Working up passion for India-Pak game

While fans exchange jibes, players such as Shahid Afridi and Virat Kohli have healthy respect for each other. PTI file



Rohit Mahajan

A senior Pakistani cricket journalist, past his 60th year, is trying to establish his YouTube channel. In person, he’s kindly and friendly. He has travelled to India many times, and he remembers fondly a Col Gill of Chandigarh, who hosted him in his residence during the 2011 World Cup when the city ran out of hotel rooms for the India-Pakistan semifinal. But in recent weeks, his videos have become increasingly loud and shouty, the Indian team and fans are thrown challenges, and sometimes it seems he’d burst a vein in excitement. What’s happening? Well, it’s the India-Pakistan tie at the T20 World Cup, to be played on Sunday. Why get so serious over a 40-over match, I ask. “Oh, this is just a gimmick for social media. Sorry,” he responds.

But such gimmicks and hype are fomenting passion among fans. It’s turning men into kids. “This may be the most uncertain format (T20), but we get serious about even a match of marbles between India and Pakistan,” says a colleague, who seems reasonable at most other times.

The Indian subcontinent is perpetually tingling with nervous tension. The reasons are innumerable. Religion, caste and language top the list of metaphysical sources that torment souls here. Then there are historical grievances and injustices within nations and beyond national boundaries. Then there is disaffection with our rulers, past and present. Modern and pre-modern ideas are tearing the social fabric apart in nations. There’s the big brother, small brother polarity, too. National boundaries are being contested. All this combines to invest much meaning, anger, hope into a match of cricket, the No. 1 sport of South Asia. People need to vent pent-up frustrations, and cricket is useful for this.

In the 50-over World Cup in 2019, tension was always palpable in the stands when siblings from the subcontinent played — and it was the most intense when India played Pakistan. The game witnessed aggressive ‘banter’, taunts and even abuse in the stands — it was being played not long after the Pulwama terror attack, the Balakot airstrike and the capture and release of Wing Commander Abhinandan. All this was used as ‘banter’ on the cricket field in Manchester on June 16. The Afghanistan and Pakistan fans actually got into physical fights in the stands at Leeds the same month.

In Adelaide in February 2015, one old man — born in Uttar Pradesh, resident of Karachi, visiting his son in Australia — desperately pleaded with Pakistan captain Misbah-ul-Haq to “please, please, don’t lose this match”. ‘This’ match was the next day’s contest against India.

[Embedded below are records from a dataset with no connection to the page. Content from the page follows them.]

PR #1920, opened 2024-06-19
Use lsql Lakeview dashboard-as-code implementation to create dashboards

JCZuurmond:
## Changes
Use lsql Lakeview dashboard-as-code implementation to create dashboards

### Linked issues
Resolves #1478 
Resolves #1535
Resolves #1536
Resolves #1740

### Functionality 

- [x] modified existing workflow: that have dashboards

### Tests

- [x] manually tested
- [x] used existing unit tests: `test_dashboard`
- [x] using exiting integration tests: `test_running_real_migrate_groups_job`
- [x] verified on staging environment (screenshot attached)

PR #2224, opened 2024-07-22
Fix create database in workspace installation

JCZuurmond:
## Changes
Database creation should be done asynchronously. Mypy probably missed this as the method did not have any type hints. Introduced in #1920

### DIFF
--- a/src/databricks/labs/ucx/install.py
+++ b/src/databricks/labs/ucx/install.py
@@ -485,7 +485,7 @@ class WorkspaceInstallation(InstallationMixin):
         """
         logger.info(f"Installing UCX v{self._product_info.version()}")
         install_tasks = [self._create_database]  # Need the database before creating the dashboards
-        install_tasks.extend(self._create_dashboards)
+        install_tasks.extend(self._get_create_dashboard_tasks())
         Threads.strict("installing components", install_tasks)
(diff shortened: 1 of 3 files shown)


JCZuurmond:
`databricks.sdk.errors.platform.InternalError: A database error occurred during import-dashboard-new` pops up again; waiting on how to resolve this. 

Options:
1. Do not create the database in parallel to the dashboard creation
2. Increase the `retried` on `InternalError` for the dashboard creation and hope that it is sufficient

src/databricks/labs/ucx/install.py
```diff
@@ -476,9 +476,15 @@ def config(self):
...
+        """Run workflow installation.
+
+        Returns
+            bool :
+                True, installation finished. False installation did not finish.
+        """
         logger.info(f"Installing UCX v{self._product_info.version()}")
-        install_tasks = [self._create_database()]  # Need the database before creating the dashboards
+        install_tasks = [self._create_database]  # Need the database before creating the dashboards
         install_tasks.extend(self._create_dashboards())
```
nfx, line 488:
```suggestion
        install_tasks.extend(self._create_dashboards)
```
why not the same for dashboards then?

nfx (approved):
lgtm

We’ve seen similar scenes in various venues across several countries, but that old gentleman’s pitiful entreaties before the Pakistan captain keep returning to the mind’s eye; notions of national ‘izzat’, physical strength, skill and even competitiveness over religions seemed to underlie his desperate wish for the first ever win for his team against India in the World Cup.

India have won 11 times in 12 matches against Pakistan in the cricket World Cups — seven times out of seven in the 50-over World Cup and four times out of five in the T20 World Cup. The one time India didn’t win, the match was tied, and India got full points after a bowl-out. That was in 2007, when no one really took T20 cricket seriously — then India won the title by beating Pakistan in a thrilling final. A month after that, Yuvraj Singh said T20 cricket shouldn’t be taken too seriously: “It obviously feels great to be part of the winning team in the T20 format, but it’s more of an entertainment for the crowd and the batsmen.”

Then came the super-cash of the IPL. The cricket landscape changed irrevocably. The T20 format, now possessing envious financial muscle, began to be analysed very, very seriously by even very serious professional cricketers — why, some even landed jobs as a mentor or a consultant with a team. But the fact remains that the brevity of T20 cricket reduces skill gaps between teams. No amount of gimmickery can change this fact. It’s prudent, thus, to do as cricketers do: Enjoy the game, don’t bother too much about the result — and make a rupee or two, if possible!